The important factor for little kids is connection. Your history of relational connection growing up is the most important factor in overcoming childhood adversity. Your connectedness to your family, parents, community, and culture is most predictive of your health history as you grow older. Connectedness has the ability to counteract adversity. It’s the most important factor to counteract the adversity of growing up. It’s also interesting that when adversity hits is also important because the younger you get that trauma or adversity, the harder it is to overcome it, especially in the first two years of life. That’s where I want to start talking about what kids need.
Safe Base
This is a concept I’ve been talking about for years. I’d started learning about it back in my fellowship day with Dr. T. Berry Brazelton back in Boston. I learned about safe bases. What does it mean to have a safe base? A safe base is having someone that you can rely on. It starts when the baby is born. When a baby is fussing and crying and they have a concerned caretaker who comes to them and discovers what the problem is, whether it is a wet diaper, they’re hungry, or they need to be held, if an adult is there to meet that need warmly and consistently, then that person becomes that baby’s safe base right from the start. It’s interesting what happens when babies don’t have that safe face.
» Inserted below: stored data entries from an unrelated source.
PR #50, opened 2020-07-27
Add Gravity param to Base

patrick-tolosa:
Notes for the reviewer:

- I could not find a proper place to put AutoGravity, It has no definite place since it's a very unique Entity. Suggestions are welcomed.
- AutoGravity is not tree-shakable, you'll get all the static functions once you import it. It's very small but still worth noting. The alternative looked very confusing (in terms of imports)
- There are still some issues with the compilation tests, so not all of Gravity could be implemented, however the vast majority is included in this PR.

### DIFF
--- a/__TESTS__/unit/types/Gravity.test.ts
+++ b/__TESTS__/unit/types/Gravity.test.ts
@@ -65,6 +65,6 @@ describe('Gravity Param', () => {
   });
 
   it('Tests Gravity.auto() with AutoGravity with object weighed', () => {
-    expect(Gravity.auto(AutoGravity.object(GravityObjects.CAT, 50)).toString()).toBe('g_auto:cat_50');
+    expect(Gravity.auto(AutoGravity.object(GravityObjects.CAT, -100)).toString()).toBe('g_auto:cat_-100');
   });
 });
--- a/__TESTS__/unit/types/Gravity.test.ts
+++ b/__TESTS__/unit/types/Gravity.test.ts
@@ -1,0 +1,70 @@
+import Gravity from "../../../src/params/gravity/Gravity";
+import * as GravityESM from "../../../src/params/gravity/Gravity";
+
+import * as GravityObjects from "../../../src/constants/gravityObjects/GravityObjects";
+import {AutoGravity} from "../../../src/constants/gravityObjects/GravityObjects";
+
+
+
+describe('Gravity Param', () => {
+  it('Ensure ESM and Default export the same thing', () => {
+    (Object.keys(GravityESM) as Array<keyof typeof GravityESM>) .forEach((funcName) => {
+      if (typeof GravityESM[funcName] === 'function') {
+        // Ensure function exists on both objects
+        expect(GravityESM[funcName]).toEqual( (Gravity as any)[funcName]);
+
+        // sanity, ensure the result is a function at all (and not an accidental undefined)
+        expect(typeof GravityESM[funcName]).toBe('function');
+      }
+    });
+  });
+
+  it('Tests simple gravitation', () => {
+    expect(Gravity.auto().toString()).toBe('g_auto');
+    expect(Gravity.center().toString()).toBe('g_center');
+    expect(Gravity.face().toString()).toBe('g_face');
+    expect(Gravity.faces().toString()).toBe('g_faces');
+    expect(Gravity.east().toString()).toBe('g_east');
+    expect(Gravity.west().toString()).toBe('g_west');
+    expect(Gravity.north().toString()).toBe('g_north');
+    expect(Gravity.south().toString()).toBe('g_south');
+    expect(Gravity.advancedFace().toString()).toBe('g_adv_face');
+    expect(Gravity.advancedFaces().toString()).toBe('g_adv_faces');
+    expect(Gravity.advancedEyes().toString()).toBe('g_adv_eyes');
+    expect(Gravity.northWest().toString()).toBe('g_north_west');
+    expect(Gravity.southEast().toString()).toBe('g_south_east');
+    expect(Gravity.ocrText().toString()).toBe('g_ocr_text');
+  });
+
+  it('Tests gravity objects - Singular', () => {
+    expect(Gravity.object(GravityObjects.CAT).toString()).toBe('g_cat');
+  });
+
+  it('Tests gravity objects - Many', () => {
+    expect(Gravity.object(GravityObjects.CAT, GravityObjects.DOG).toString()).toBe('g_cat:dog');
+  });
+
+  it('Tests Gravity.auto() with objects', () => {
+    expect(Gravity.auto(GravityObjects.CAT, GravityObjects.DOG).toString()).toBe('g_auto:cat:dog');
+  });
+
+  it('Tests Gravity.auto() with AutoGravity.classic', () => {
+    expect(Gravity.auto(AutoGravity.classic()).toString()).toBe('g_auto:classic');
+  });
+
+  it('Tests Gravity.auto() with AutoGravity with object', () => {
+    expect(Gravity.auto(AutoGravity.object(GravityObjects.CAT)).toString()).toBe('g_auto:cat');
+  });
+
+  it('Tests Gravity.auto() with AutoGravity with subject', () => {
+    expect(Gravity.auto(AutoGravity.subject()).toString()).toBe('g_auto:subject');
+  });
+
+  it('Tests Gravity.auto() with AutoGravity with object avoid', () => {
+    expect(Gravity.auto(AutoGravity.object(GravityObjects.CAT).avoid()).toString()).toBe('g_auto:cat_avoid');
+  });
+
+  it('Tests Gravity.auto() with AutoGravity with object weighed', () => {
+    expect(Gravity.auto(AutoGravity.object(GravityObjects.CAT, 50)).toString()).toBe('g_auto:cat_50');
+  });
+});
--- a/scripts/createEntrypoints.ts
+++ b/scripts/createEntrypoints.ts
@@ -13,6 +13,9 @@ createEntryPointFromESMPath('actions', 'actions');
 // Create an Entry Point from everything under bundles/esm/constants -> dist/constants
 createEntryPointFromESMPath('constants', 'constants');
 
+// Create an Entry Point from everything under bundles/esm/params -> dist/params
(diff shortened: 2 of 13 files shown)


scripts/createEntrypoints.ts
```diff
@@ -13,6 +13,9 @@ createEntryPointFromESMPath('actions', 'actions');
 // Create an Entry Point from everything under bundles/esm/constants -> dist/constants
 createEntryPointFromESMPath('constants', 'constants');
 
+// Create an Entry Point from everything under bundles/esm/params -> dist/params
```
maoznir, line 16: Is this related to this pr?

src/constants/gravityObjects/GravityObjects.ts
```diff
@@ -0,0 +1,62 @@
...
+  readonly gravityObject:GravityObject;
+  private weight:number;
+  constructor(gravityObject:GravityObject, weight?: number) {
+    this.weight = weight;
+    this.gravityObject = gravityObject;
+  }
+
+  toString():string {
+    if(this.weight) {
+      const avoidStr = this.weight <=-100 ? 'avoid' : this.weight;
```
maoznir, line 22: 1. what if weight===0?
2. I would put this logic in a separate function and return:
`${name}${getWeight()}

scripts/createEntrypoints.ts
patrick-tolosa: Yes it is, it ensures that the Gravity param is importable by the end user

`import Gravity from '@base/params/gravity'

src/constants/gravityObjects/GravityObjects.ts
patrick-tolosa: 1. What about it really? do we want to skip it? Is cat_0 not a valid input?
2. You'd like to see a function called 'concatNameAndWEight'? 

We could move all this logic (entirely) into a "calculateName or something similar, but then toString() will just call this function., feels a bit off.

wdyt?

maoznir: 1. if(this.weight), will be false for weight===0, that's why i asked, what would you like to happen when weight=0?
2. I expect the void/anything else logic to get more complicated so i'd put the weight logic elsewhere, like calcWeight.

nitzanj: I'm not sure it's well-defined anywhere, but a weight is always a number, `getWeight()` will always return a number. And if the user typed a number, we should keep it as a number in the URL.

The `avoid` keyword is for the other way around - it's there to make the user's life easier. using `avoid` without the need to understand weights. And in that case, we keep the word `avoid` as is. This is a strictly _server-side alias_ that we're not suppose to mess with - we should not replace one for the other on the client-side.

In other words, whatever the user did (either called it with an int weight, or invoked the `avoid()` function), whatever appears in the URL is exactly that - either the weight or the word `avoid`. No need to process anything.
In terms of internal implementation that probably means that you should keep another attribute besides the weight integer, and when building the string look at it first, and if nothing is there use the weight (or nothing at all if weight is null too). 

TL;DR 
`expect(Gravity.auto(AutoGravity.object(GravityObjects.CAT).avoid()).toString()).toBe('g_auto:cat_avoid');`
`expect(Gravity.auto(AutoGravity.object(GravityObjects.CAT, 50)).toString()).toBe('g_auto:cat_50');`
`expect(Gravity.auto(AutoGravity.object(GravityObjects.CAT, -100)).toString()).toBe('g_auto:cat_-100');`

patrick-tolosa: Fixed and added to the tests.

src/constants/gravityObjects/GravityObjects.ts
```diff
@@ -0,0 +1,80 @@
...
+  constructor(name?:string) {
+    this.name = name;
+  }
+
+  toString(): string {
+    return this.name;
+  }
+}
+
+export class AutoGravity {
```
asisayag2, line 12: Why is that located under `constants/...`?

src/actions/resize/aspectRatio.ts
```diff
@@ -1,4 +1,4 @@
-import {ResizeAction} from "./Resize";
+import ResizeAction from "./ResizeAction";
```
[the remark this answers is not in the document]
patrick-tolosa: Spotted it while working, it caused an infinite loop on build time, so I fixed it in this PR,
Can be removed if critical (technically it's a bug fix)

src/constants/gravityObjects/GravityObjects.ts
```diff
@@ -0,0 +1,80 @@
...
+  private shouldAvoid:boolean;
+
+  constructor(gravityObject:GravityObject, weight?: number | string) {
+    this.weight = weight;
+    this.gravityObject = gravityObject;
+    this.shouldAvoid = false;
+  }
+
+  private shouldAddWeight() {
+    return typeof this.weight === 'number' || typeof this.weight === 'string' || this.shouldAvoid;
```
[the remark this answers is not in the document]
patrick-tolosa: There are several perspectives here.

From our perspective, weight is always a number.
From our customer's perspective, weight can be a number or a string (think of databases saving things as strings)

On top of that, a customer can call `.avoid()`, which automatically adds the word `avoid` as weight. `auto:cat_avoid`


Also, accepting a string is a type of future proof for `auto:cat_newOption`

src/constants/gravityObjects/GravityObjects.ts
```diff
@@ -0,0 +1,80 @@
...
+    }
+  }
+
+  toString():string {
+    // Future proofing, in case we'd like to support some custom string in the future, or if data is coming from a DB
+    if(this.shouldAddWeight()) {
+      return `${this.getName()}_${this.getWeight()}`;
+    } else {
+      return this.getName();
+    }
```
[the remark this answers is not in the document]
patrick-tolosa: I guess, I personally prefer this syntax for readability, but open for change.

src/constants/gravityObjects/GravityObjects.ts
```diff
@@ -0,0 +1,80 @@
...
+
+export const BIRD = new GravityObject('bird');
+export const DOG = new GravityObject('dog');
+export const CAT = new GravityObject('cat');
+export const MICROWAVE = new GravityObject('microwave');
+export const REFRIGERATOR = new GravityObject('refrigerator');
+export const BOTTLE = new GravityObject('bottle');
+export const SINK = new GravityObject('sink');
+export const SKATEBOARD = new GravityObject('skateboard');
+export const PERSON = new GravityObject('person');
```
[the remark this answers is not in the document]
patrick-tolosa: The Enums for GravityObjects, but I'm sure that's not what you meant.

__TESTS__/unit/types/Gravity.test.ts
```diff
@@ -0,0 +1,70 @@
+import Gravity from "../../../src/params/gravity/Gravity";
+import * as GravityESM from "../../../src/params/gravity/Gravity";
+
+import * as GravityObjects from "../../../src/constants/gravityObjects/GravityObjects";
+import {AutoGravity} from "../../../src/constants/gravityObjects/GravityObjects";
+
+
+
+describe('Gravity Param', () => {
+  it('Ensure ESM and Default export the same thing', () => {
```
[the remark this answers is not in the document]
patrick-tolosa: Sure,

GravityESM contains all the possible imports from Gravity in a single Object.
Our users will usually want to import only what they need 

`import {object} from 'base/params/gravity'`.

However, if you want to import everything inside `params/gravity` and not list every single function, you can import with a `*`

What we test here is that everything that's exported in the default way can also be imported as an individual module.


It's possible that `import Gravity from '...';  Gravity.object` to exist, but 
`import {object} from '...'` to fail. 

Default import does not have to contain the same objects as Named imports
This test ensures that we didn't forget anything (And won't forget anything in the future).


As a reference, we've had issues with this in Cloudinary-core, where a named export would exist, but a default export would not (or vice verca)

src/constants/gravityObjects/GravityObjects.ts
patrick-tolosa: It's a very good question (and part of my notes to the reviewer).

Imports in JS are not like imports in Java or PHP, we have to explicitly import it from somewhere, we don't have namespaces.


There's simply no logical place to put AutoGravity, as there are no similar Entities.
For example, if this was part of Gravity, the code would look like this:

`Gravity.auto(Gravity.AutoGravity.object(GravityObjects.CAT))` - Not ideal.

maoznir: I suggest that things that are related to gravity will be in a Gravity folder, in folders like params, gravityObjects etc

patrick-tolosa: That would indeed be great, but how would a user import it? 
Unlike JAVA we can't just import the 'Gravity' namespace.

We also need to support granular imports, a user should only be able to pull only the constants he wants.
It's a lot of things that really limit how flexible we can be with the file structure.

How do you see the whole solution?

src/actions/resize/aspectRatio.ts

I remember in my fellowship, there was a man named Ed Tronick who helped out at the child development center where I was training. He had done some experiments with some other people. They would have babies sitting in a pumpkin seat, and then they would have a mom walk in who had a good connection with the baby and had been present. This is a 2 or 3-month-old baby. They would sit down and then they would start this beautiful interaction. The baby would look at the mom. Their eyes would brighten. The baby would coo and the mother would coo back. The mother would make a noise and then the baby would make a noise back. They had this beautiful back-and-forth rhythm which became the template for all future relationships.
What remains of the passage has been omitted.